Security Requirements

  • All AI projects must complete a threat model during the design phase.
  • Security requirements must be documented and traceable to specific AI risks.
  • Adversarial testing must be included in test plans for all production AI systems.
  • Third-party models and APIs must undergo vendor security assessment before use.

Secure Coding Practices

  • Input validation and sanitisation for all user-provided prompts and data.
  • Output encoding to prevent injection attacks via AI-generated content.
  • Least-privilege access for model inference APIs and training pipelines.
  • Secrets management — no API keys or credentials in code repositories.
  • Dependency scanning for ML frameworks, libraries, and container images.

Code Review Requirements

Review TypeScopeReviewerFrequency
Peer ReviewAll code commitsSenior DeveloperEvery commit
Security ReviewAuthentication, API, data handlingSecurity ArchitectWeekly
Prompt ReviewAll system prompts and templatesAI Ethics OfficerEvery change
Model ReviewTraining code, configs, hyperparametersML EngineerPre-release
Architecture ReviewSystem design, integrationsEnterprise ArchitectMilestone

Documentation Standards

Comprehensive documentation ensures AI systems are maintainable, auditable, and transferable.
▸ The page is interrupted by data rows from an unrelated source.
PR #6616, opened 2025-05-14
feat(backend): Added and enforced validation for address book structures

DecentAgeCoder:
# Motivation

Enhanced and enforce data validation for contact-related structures to improve reliability and prevent potential DDoS attacks and excessive data store growth.

# Changes

- Added several constants to set limits on string length and collection sizes for contact data.
- Introdduced helper validation functions for checking string length and collection sizes.
- Implemented the Validate trait for all address book related structures
- Added serde attributes (#[serde(remote = "Self")]) to multiple structs in contact.rs for improved deserialization.
- Applied `validate_on_deserialize`! macros to enforce validation during deserialization for new and existing contact-related types.


src/shared/src/impls.rs
```diff
@@ -24,6 +28,39 @@ use crate::{
...
 };
 
+// Constants for validation limits
+const MAX_ID_LENGTH: usize = 100;
+const MAX_NAME_LENGTH: usize = 100;
+const MAX_AVATAR_LENGTH: usize = 100;
+const MAX_ADDRESSES: usize = 40;
+const MAX_LABEL_LENGTH: usize = 50;
+
+// TODO what is a reasanoble value here?
```
bitdivine, line 38:
```suggestion
// TODO: what is a reasonable value here?
```

src/shared/src/impls.rs
```diff
@@ -24,6 +28,39 @@ use crate::{
...
+const MAX_CONTACTS: usize = 100;
+
+// Helper functions for validation
+fn validate_string_length(value: &str, max_length: usize, field_name: &str) -> Result<(), Error> {
+    if value.len() > max_length {
```
bitdivine, line 43: `value.len()` counts bytes, so e.g. a string with just a unicode snowman has one character but .len() returns 4.  If you would like to count characters, you need `.chars().count()`.  Or you could update the error message below, but I suspect that communicating a character limit is easier that communicating a byte limit.  You may well get users saying "but my string _is_ less than 10 characters long".  Because users don't see their strings as unicode.

bitdivine (approved):
LGTM.  Thanks!

src/shared/src/impls.rs
DecentAgeCoder: Thankns for the input. I was not aware that the length on a String actually returns a the bytes and not the number of "characters". I will adapt the code to use .chars().count() as you suggest.

src/shared/src/impls.rs
```diff
@@ -24,6 +28,39 @@ use crate::{
     validate::{validate_on_deserialize, Validate},
 };
 
+// Constants for validation limits
+const MAX_ID_LENGTH: usize = 100;
```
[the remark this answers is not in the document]
DecentAgeCoder: I have prefixed the validation rule constants with "CONTACT". I recommend modularizing the implementations in the near future, which would eliminate the need for namespace-style prefixes.

src/shared/src/impls.rs
DecentAgeCoder: The TODO has been removed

All AI projects must produce the following documentation deliverables.

Required Documentation

AI Project Charter — scope, objectives, stakeholders, budget, timeline
AI Risk Assessment — identified risks, controls, residual risk ratings
Data Governance Plan — data sources, classification, lineage, quality metrics
Model Card — model purpose, architecture, training data, performance metrics, limitations
System Architecture Diagram — components, data flows, integrations, security boundaries
Prompt Registry — all system prompts, versions, approval history
API Documentation — endpoints, authentication, rate limits, error codes
User Guide — intended use, constraints, known failure modes, escalation procedures
Operations Runbook — deployment procedures, monitoring, incident response steps
Retirement Plan — data archival, model deletion, compliance requirements

Model Card Template

Model Cards must follow the CSA Model Card Template (Template T-008) and include: model identifier, version, creation date, intended use, training dataset summary, performance benchmarks, ethical considerations, known limitations, and approval signatures.